PR #799, opened 2025-08-24
fix: `instanceof` checks

### LINKED ISSUE #787: fix: `instanceof` checks for custom classes
These may break when code is bundled and should be circumvented.

kaljarv:
## WHY:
───
▸ What you have to do: Each line of the listing that includes the word "instanceof" should be copied out.

▸ Solution for this exercise:
fix: `instanceof` checks
### LINKED ISSUE #787: fix: `instanceof` checks for custom classes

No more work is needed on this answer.